(Extracted material)

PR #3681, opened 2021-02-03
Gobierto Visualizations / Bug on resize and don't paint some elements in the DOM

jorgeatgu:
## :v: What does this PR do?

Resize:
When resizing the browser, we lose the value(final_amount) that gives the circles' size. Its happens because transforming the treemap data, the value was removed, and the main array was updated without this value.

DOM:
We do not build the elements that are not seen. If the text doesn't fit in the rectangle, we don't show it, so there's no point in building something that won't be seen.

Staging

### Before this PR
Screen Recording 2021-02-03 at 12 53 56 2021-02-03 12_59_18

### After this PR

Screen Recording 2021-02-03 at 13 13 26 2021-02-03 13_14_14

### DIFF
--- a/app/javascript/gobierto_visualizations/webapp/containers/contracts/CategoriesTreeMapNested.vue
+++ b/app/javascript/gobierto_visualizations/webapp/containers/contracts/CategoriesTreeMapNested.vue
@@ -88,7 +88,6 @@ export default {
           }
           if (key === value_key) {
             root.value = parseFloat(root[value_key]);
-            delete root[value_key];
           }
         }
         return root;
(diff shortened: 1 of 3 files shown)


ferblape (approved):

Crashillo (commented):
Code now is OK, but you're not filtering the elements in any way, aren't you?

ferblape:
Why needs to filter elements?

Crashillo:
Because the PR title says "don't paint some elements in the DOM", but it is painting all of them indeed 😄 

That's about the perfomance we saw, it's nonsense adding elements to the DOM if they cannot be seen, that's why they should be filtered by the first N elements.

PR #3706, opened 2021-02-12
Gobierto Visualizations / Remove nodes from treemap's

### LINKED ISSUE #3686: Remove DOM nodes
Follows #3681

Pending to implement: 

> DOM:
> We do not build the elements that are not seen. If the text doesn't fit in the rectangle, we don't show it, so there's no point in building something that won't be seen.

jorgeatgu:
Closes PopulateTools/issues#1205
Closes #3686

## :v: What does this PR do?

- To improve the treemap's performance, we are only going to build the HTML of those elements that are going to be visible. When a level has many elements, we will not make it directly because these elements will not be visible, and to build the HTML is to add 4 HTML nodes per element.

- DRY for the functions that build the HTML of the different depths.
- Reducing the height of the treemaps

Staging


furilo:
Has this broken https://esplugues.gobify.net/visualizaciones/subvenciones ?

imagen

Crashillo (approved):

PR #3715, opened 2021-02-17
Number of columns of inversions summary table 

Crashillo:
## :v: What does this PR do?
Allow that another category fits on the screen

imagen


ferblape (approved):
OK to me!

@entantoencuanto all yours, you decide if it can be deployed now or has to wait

(Aim of the task)
Every line of the data above should be output exactly as written.

(Exercise result)
PR #3681, opened 2021-02-03
Gobierto Visualizations / Bug on resize and don't paint some elements in the DOM

jorgeatgu:
## :v: What does this PR do?

Resize:
When resizing the browser, we lose the value(final_amount) that gives the circles' size. Its happens because transforming the treemap data, the value was removed, and the main array was updated without this value.

DOM:
We do not build the elements that are not seen. If the text doesn't fit in the rectangle, we don't show it, so there's no point in building something that won't be seen.

Staging

### Before this PR
Screen Recording 2021-02-03 at 12 53 56 2021-02-03 12_59_18

### After this PR

Screen Recording 2021-02-03 at 13 13 26 2021-02-03 13_14_14

### DIFF
--- a/app/javascript/gobierto_visualizations/webapp/containers/contracts/CategoriesTreeMapNested.vue
+++ b/app/javascript/gobierto_visualizations/webapp/containers/contracts/CategoriesTreeMapNested.vue
@@ -88,7 +88,6 @@ export default {
           }
           if (key === value_key) {
             root.value = parseFloat(root[value_key]);
-            delete root[value_key];
           }
         }
         return root;
(diff shortened: 1 of 3 files shown)


ferblape (approved):

Crashillo (commented):
Code now is OK, but you're not filtering the elements in any way, aren't you?

ferblape:
Why needs to filter elements?

Crashillo:
Because the PR title says "don't paint some elements in the DOM", but it is painting all of them indeed 😄 

That's about the perfomance we saw, it's nonsense adding elements to the DOM if they cannot be seen, that's why they should be filtered by the first N elements.

PR #3706, opened 2021-02-12
Gobierto Visualizations / Remove nodes from treemap's

### LINKED ISSUE #3686: Remove DOM nodes
Follows #3681

Pending to implement: 

> DOM:
> We do not build the elements that are not seen. If the text doesn't fit in the rectangle, we don't show it, so there's no point in building something that won't be seen.

jorgeatgu:
Closes PopulateTools/issues#1205
Closes #3686

## :v: What does this PR do?

- To improve the treemap's performance, we are only going to build the HTML of those elements that are going to be visible. When a level has many elements, we will not make it directly because these elements will not be visible, and to build the HTML is to add 4 HTML nodes per element.

- DRY for the functions that build the HTML of the different depths.
- Reducing the height of the treemaps

Staging


furilo:
Has this broken https://esplugues.gobify.net/visualizaciones/subvenciones ?

imagen

Crashillo (approved):

PR #3715, opened 2021-02-17
Number of columns of inversions summary table 

Crashillo:
## :v: What does this PR do?
Allow that another category fits on the screen

imagen


ferblape (approved):
OK to me!

@entantoencuanto all yours, you decide if it can be deployed now or has to wait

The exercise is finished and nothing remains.